## AIM OF THE TASK:
Begin with the first line of the entries below. Copy each line exactly, stopping after the one that contains "1. Implement wrappers".

..............................

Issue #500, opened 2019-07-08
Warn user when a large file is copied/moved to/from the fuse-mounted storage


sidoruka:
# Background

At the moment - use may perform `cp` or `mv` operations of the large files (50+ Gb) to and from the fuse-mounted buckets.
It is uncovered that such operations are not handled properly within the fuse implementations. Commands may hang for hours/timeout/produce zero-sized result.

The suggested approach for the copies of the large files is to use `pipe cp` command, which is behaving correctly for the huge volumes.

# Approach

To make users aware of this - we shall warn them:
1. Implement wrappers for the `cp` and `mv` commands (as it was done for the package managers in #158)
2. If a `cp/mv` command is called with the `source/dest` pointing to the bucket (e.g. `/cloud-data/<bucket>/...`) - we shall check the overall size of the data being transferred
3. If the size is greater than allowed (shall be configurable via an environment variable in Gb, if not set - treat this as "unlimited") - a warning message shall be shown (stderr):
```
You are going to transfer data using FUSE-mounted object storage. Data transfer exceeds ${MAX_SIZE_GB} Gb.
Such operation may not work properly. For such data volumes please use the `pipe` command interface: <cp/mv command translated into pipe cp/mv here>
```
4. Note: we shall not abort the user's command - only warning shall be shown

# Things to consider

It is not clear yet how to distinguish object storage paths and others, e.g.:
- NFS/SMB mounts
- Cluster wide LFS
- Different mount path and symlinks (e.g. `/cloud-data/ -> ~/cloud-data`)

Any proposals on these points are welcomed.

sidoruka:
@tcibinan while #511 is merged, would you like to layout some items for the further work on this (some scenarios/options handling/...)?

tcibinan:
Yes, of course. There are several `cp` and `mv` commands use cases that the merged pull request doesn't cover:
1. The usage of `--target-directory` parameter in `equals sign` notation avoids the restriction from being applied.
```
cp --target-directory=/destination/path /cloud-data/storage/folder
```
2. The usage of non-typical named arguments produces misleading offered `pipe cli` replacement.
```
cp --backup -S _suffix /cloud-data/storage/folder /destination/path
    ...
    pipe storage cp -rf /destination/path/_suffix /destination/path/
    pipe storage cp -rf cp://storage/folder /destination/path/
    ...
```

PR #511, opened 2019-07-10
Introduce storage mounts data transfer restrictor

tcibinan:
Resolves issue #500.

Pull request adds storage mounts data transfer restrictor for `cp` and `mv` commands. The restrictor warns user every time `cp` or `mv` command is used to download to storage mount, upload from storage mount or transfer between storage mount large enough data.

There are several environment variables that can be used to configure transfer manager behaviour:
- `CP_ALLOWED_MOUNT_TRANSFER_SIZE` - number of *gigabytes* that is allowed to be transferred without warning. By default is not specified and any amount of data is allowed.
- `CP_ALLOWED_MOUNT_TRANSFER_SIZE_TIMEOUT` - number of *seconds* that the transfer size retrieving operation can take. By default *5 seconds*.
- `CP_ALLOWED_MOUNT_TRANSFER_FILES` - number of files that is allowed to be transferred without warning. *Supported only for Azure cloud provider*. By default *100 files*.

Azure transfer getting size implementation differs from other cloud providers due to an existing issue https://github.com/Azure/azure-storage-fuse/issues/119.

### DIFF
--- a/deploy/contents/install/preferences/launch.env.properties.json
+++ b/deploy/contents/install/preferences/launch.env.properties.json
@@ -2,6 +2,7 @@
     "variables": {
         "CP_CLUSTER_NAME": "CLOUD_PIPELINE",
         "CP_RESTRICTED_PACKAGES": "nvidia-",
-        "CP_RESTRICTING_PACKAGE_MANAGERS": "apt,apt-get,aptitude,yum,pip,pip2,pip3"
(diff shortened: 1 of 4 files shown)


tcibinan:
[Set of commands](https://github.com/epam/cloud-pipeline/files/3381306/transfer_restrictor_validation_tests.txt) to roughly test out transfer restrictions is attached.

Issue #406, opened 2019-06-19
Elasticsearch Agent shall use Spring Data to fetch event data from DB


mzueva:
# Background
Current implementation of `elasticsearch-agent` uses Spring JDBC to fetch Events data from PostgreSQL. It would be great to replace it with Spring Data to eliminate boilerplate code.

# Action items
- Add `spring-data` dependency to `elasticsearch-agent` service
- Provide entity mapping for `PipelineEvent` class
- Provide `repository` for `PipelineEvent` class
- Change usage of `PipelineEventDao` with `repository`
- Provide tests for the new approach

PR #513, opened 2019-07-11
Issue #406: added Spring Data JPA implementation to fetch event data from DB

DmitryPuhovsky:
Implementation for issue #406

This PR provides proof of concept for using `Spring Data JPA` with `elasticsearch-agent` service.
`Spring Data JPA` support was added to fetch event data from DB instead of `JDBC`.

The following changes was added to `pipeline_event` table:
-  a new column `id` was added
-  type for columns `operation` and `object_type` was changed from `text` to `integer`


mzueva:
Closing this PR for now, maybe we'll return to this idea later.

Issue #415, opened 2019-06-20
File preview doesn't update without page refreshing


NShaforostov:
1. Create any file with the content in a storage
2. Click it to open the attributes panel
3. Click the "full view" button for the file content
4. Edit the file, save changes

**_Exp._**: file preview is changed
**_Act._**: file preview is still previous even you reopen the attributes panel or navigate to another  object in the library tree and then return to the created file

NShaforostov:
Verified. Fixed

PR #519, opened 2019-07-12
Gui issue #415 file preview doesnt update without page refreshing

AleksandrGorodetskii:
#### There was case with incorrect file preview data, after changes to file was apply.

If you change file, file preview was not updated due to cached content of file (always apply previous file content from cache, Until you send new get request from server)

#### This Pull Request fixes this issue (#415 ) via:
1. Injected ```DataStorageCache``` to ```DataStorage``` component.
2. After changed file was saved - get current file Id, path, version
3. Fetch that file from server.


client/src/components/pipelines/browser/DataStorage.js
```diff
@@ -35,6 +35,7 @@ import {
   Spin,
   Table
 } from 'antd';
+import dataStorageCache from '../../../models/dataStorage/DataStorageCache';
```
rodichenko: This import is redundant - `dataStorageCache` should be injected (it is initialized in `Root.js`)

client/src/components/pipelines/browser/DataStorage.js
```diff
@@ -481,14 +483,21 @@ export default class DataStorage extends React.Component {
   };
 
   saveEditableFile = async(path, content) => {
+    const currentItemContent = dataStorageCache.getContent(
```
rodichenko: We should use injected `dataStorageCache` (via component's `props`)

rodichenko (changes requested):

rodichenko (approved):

..............................

## EXERCISE RESULT:
Issue #500, opened 2019-07-08
Warn user when a large file is copied/moved to/from the fuse-mounted storage


sidoruka:
# Background

At the moment - use may perform `cp` or `mv` operations of the large files (50+ Gb) to and from the fuse-mounted buckets.
It is uncovered that such operations are not handled properly within the fuse implementations. Commands may hang for hours/timeout/produce zero-sized result.

The suggested approach for the copies of the large files is to use `pipe cp` command, which is behaving correctly for the huge volumes.

# Approach

To make users aware of this - we shall warn them:
1. Implement wrappers for the `cp` and `mv` commands (as it was done for the package managers in #158)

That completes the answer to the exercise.